Sono andata a cercare informazioni sui quotidiani svedesi, e ho trovato nome e cognome dei testimoni, senza alcun riferimento alla loro nazionalità (come dire che è irrilevante?)
Inoltre gli italiani riportano la notizia come un attacco esagerato della polizia svedese contro un povero padre che pur deve farsi obbedire dal figlio.
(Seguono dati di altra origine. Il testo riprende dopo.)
Issue #10630, opened 2024-06-09
RFC: single-context Universal Libraries


anmonteiro:
### Context

- `(using melange 0.1)` allows writing Melange / OCaml code together with limitations
- Recent work on "universal libraries" proposes using different contexts and `enabled_if`

### Problems

- Multi-context libraries introduce a few problems:
    - `library` stanzas end up duplicated for any non-trivial use cases, and `(enabled_if (= %{context} melange))` is infectious (melange libraries only work within the `melange` context)
    - it's not trivial to install melange libraries in multiple contexts.
    - Editor support becomes way more painful, and switching between files in different contexts still requires restarting the LSP.

### Requirements:

- Installing multi-mode libraries alongside each other
- vary module sources according to the library `mode`
- vary preprocessing according to the library `mode`
- vary library dependencies according to the library `mode`

### Proposed solution

- The proposed solution is 2-fold:
    - new conditional fields `libraries`, `preprocess`, `flags`, `modules` in `(library ..)`
        - prior art: `melange.compile_flags`
        - in their absence, a library with `(modes melange)` falls back to the fields already supported before this change.
    - the ability to choose module sources based on the mode e.g. foo.%{mode}.ml
        - we can solve the "`copy_files` problem" by having shared module sources and mode-specific sources in the same directory, with different extensions. Example:

```
- src
  |_ dune
  |_ common.ml
  |_ foo.melange.ml
  |_ foo.ocaml.ml
```

Slightly unrelated: this proposal is likely backwards-compatible with `(using melange 0.1)`; after adopting it successfully in universal library projects such as Ahrefs, I propose we mark the Melange extensions stable in dune (`1.0`).

### Implementation details

- we can keep module sources in the same directories in the build folder
- for Melange, we'll have to copy them to e.g. a `.melange-sources` folder after setting up rules for the implementation-specific module sources
- Installation keeps working since we already copy melange artifacts to `<lib-root>/<pkg-name>/melange`. We can install the Melange sources there, too.

### Caveats / further work

It's likely we'll have to change Merlin to map a module name to its source file. This is desirable in general even without this proposal: Merlin currently guesses what module source corresponds to a module, and implementing this mapping would be a benefit for most OCaml projects and editor tooling.

andreypopp:
> new conditional fields libraries, preprocess, flags, modules in (library ..)

Am I correct that this is going to look as

    (library 
        (name ...)
        (libraries ...)
[...]

PR #11713, opened 2025-04-30
refactor: simpler tracking of `Lib_info.virtual_`

anmonteiro:
- `Lib_info.virtual_` at most tracks the modules that are already tracked in `Lib_info.modules lib.info`
- It can just be a `bool` instead of pointing to redundant information, which simplifies the implementation of #10630 a little bit

the diff is best viewed [without the whitespace diff](https://github.com/ocaml/dune/pull/11713/files?w=1)

### DIFF
--- a/src/dune_rules/virtual_rules.ml
+++ b/src/dune_rules/virtual_rules.ml
@@ -74,22 +74,20 @@ let impl sctx ~(lib : Library.t) ~scope =
          ]
      | Some vlib ->
        let info = Lib.info vlib in
-       let virtual_ =
-         match Lib_info.virtual_ info with
-         | Some v -> v
-         | None ->
-           User_error.raise
-             ~loc:lib.buildable.loc
-             [ Pp.textf
-                 "Library %s isn't virtual and cannot be implemented"
-                 (Lib_name.to_string implements)
-             ]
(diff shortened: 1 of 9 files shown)


src/dune_rules/virtual_rules.ml
```diff
@@ -74,59 +74,58 @@ let impl sctx ~(lib : Library.t) ~scope =
...
-             >>| Foreign_sources.for_lib ~name
-             >>| (let ext_obj = ocaml.lib_config.ext_obj in
-                  let dir = Obj_dir.obj_dir (Lib.Local.obj_dir vlib) in
-                  Foreign.Sources.object_files ~ext_obj ~dir)
-             >>| List.map ~f:Path.build
-           in
-           modules, foreign_objects
-       in
-       Some (Vimpl.make ~impl:lib ~vlib ~vlib_modules ~vlib_foreign_objects))
+       (match Lib_info.virtual_ info with
```
rgrinberg, line 77: You could remove this pattern match and just turn this into a pre-condition.

anmonteiro: done

rgrinberg (approved):

PR #11714, opened 2025-04-30
refactor: move `Modules{.With_vlib,}.entry_modules`

anmonteiro:
It was a `Code_error` to use `entry_modules` on a `Impl` branch, so there's no point in having that function in the `With_vlib` submodule. This simplifies some of the other code, which doesn't have to create a `Modules.With_vlib.Modules ..` just to call this function.

### DIFF
--- a/src/dune_rules/compilation_context.ml
+++ b/src/dune_rules/compilation_context.ml
@@ -330,9 +330,8 @@ let entry_module_names sctx t =
   match Lib_info.entry_modules (Lib.info t) with
   | External d -> Resolve.Memo.of_result d
   | Local ->
-    let+ modules = Dir_contents.modules_of_lib sctx t in
-    let modules = Option.value_exn modules in
-    Resolve.return (Modules.With_vlib.entry_modules modules |> List.map ~f:Module.name)
+    let+ modules = Dir_contents.modules_of_local_lib sctx (Lib.Local.of_lib_exn t) in
+    modules |> Modules.entry_modules |> List.map ~f:Module.name |> Resolve.return
 ;;
 
 let root_module_entries t =
--- a/src/dune_rules/modules.ml
+++ b/src/dune_rules/modules.ml
@@ -930,6 +930,18 @@ let compat_for_exn t m =
      | Some (Group g) -> Group.lib_interface g)
 ;;
 
+let entry_modules t =
+  List.filter
+    ~f:(fun m -> Module.visibility m = Public)
+    (match t.modules with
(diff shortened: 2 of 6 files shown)


src/dune_rules/modules.mli
```diff
@@ -56,6 +56,11 @@ val virtual_module_names : t -> Module_name.Path.Set.t
 val wrapped : t -> Wrapped.t
 val source_dirs : t -> Path.Set.t
 
+(** List of entry modules visible to users of the library. For wrapped
+      libraries, this is always one module. For unwrapped libraries, this could be
```
Alizter, line 60: Could you rewrap this comment

src/dune_rules/modules.ml
```diff
@@ -920,6 +920,18 @@ let source_dirs =
...
 
+let entry_modules t =
+  List.filter
+    ~f:(fun m -> Module.visibility m = Public)
+    (match t.modules with
+     | Stdlib w -> Stdlib.lib_interface w |> Option.to_list
+     | Singleton m -> [ m ]
+     | Unwrapped m -> Unwrapped.entry_modules m
+     | Wrapped m ->
+       (* we assume this is never called for implementations *)
```
Alizter, line 931: This comment no longer makes sense right?

src/dune_rules/compilation_context.ml
```diff
@@ -330,9 +330,8 @@ let entry_module_names sctx t =
   match Lib_info.entry_modules (Lib.info t) with
   | External d -> Resolve.Memo.of_result d
   | Local ->
-    let+ modules = Dir_contents.modules_of_lib sctx t in
-    let modules = Option.value_exn modules in
-    Resolve.return (Modules.With_vlib.entry_modules modules |> List.map ~f:Module.name)
+    let+ modules = Dir_contents.modules_of_local_lib sctx (Lib.Local.of_lib_exn t) in
+    Resolve.return (modules |> Modules.entry_modules |> List.map ~f:Module.name)
```
Alizter, line 334: I think its easier to read with `|> Resolve.return`

rgrinberg (approved):

src/dune_rules/compilation_context.ml
anmonteiro: done

src/dune_rules/modules.ml
anmonteiro: I believe this comment refers to module implementations rather than virtual lib implementations. I'll leave it for now.

PR #11715, opened 2025-04-30
refactor: move `Modules{.With_vlib,}.compat_for_exn`

anmonteiro:


Alizter:
I find this a bit strange since this is only used for virtual modules.

anmonteiro:
> I find this a bit strange since this is only used for virtual modules.

That doesn't seem true at all. This function is used in `Dune_rules.Dep_rules` for regular library modules.

rgrinberg (approved):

E quelli svedesi la riportano come un attacco di violenza nei confronti di un bambino, e della differenza di cultura tra il sud e il nord Europa.
Ora come genitore, per di più italiana residente in Svezia, ho l’obbligo di interrogarmi su questa vicenda, che per me va oltre il fatto che questo padre ignorasse il fatto che in Svezia è vietato picchiare i bambini rischiando la galera.
Provo ad ordinare i miei pensieri e i miei dubbi in semplici punti, e poi voi mi dite cosa ne pensate e come avete letto questa notizia:
1. quando si visitano altri paesi bisognerebbe conformarsi agli usi e costumi dei paesi che si visitano (oltre che, ovviamente, rispettarne le leggi). In Svezia non si urla e gesticola per strada come dei disperati a meno che non sia successo qualcosa di veramente grave.
2. Paura che un dodicenne scappando via finisca sotto una macchina? Ma veramente? Si trovavano a Lilla Nygatan nella parte vecchia della città, in una strada a traffico praticamente nullo. Stiamo parlando di un dodicenne, non di un treenne!
3. Se un padre arriva al punto di dover rincorrere il figlio dodicenne che non vuole entrare nel ristorante, forse dovrebbe interrogarsi sul suo ruolo di padre e sul rapporto che ha instaurato con il figlio. E se deve prenderlo a schiaffi e tirargli i capelli per farlo ragionare, forse si spiega perché il figlio stesse scappando.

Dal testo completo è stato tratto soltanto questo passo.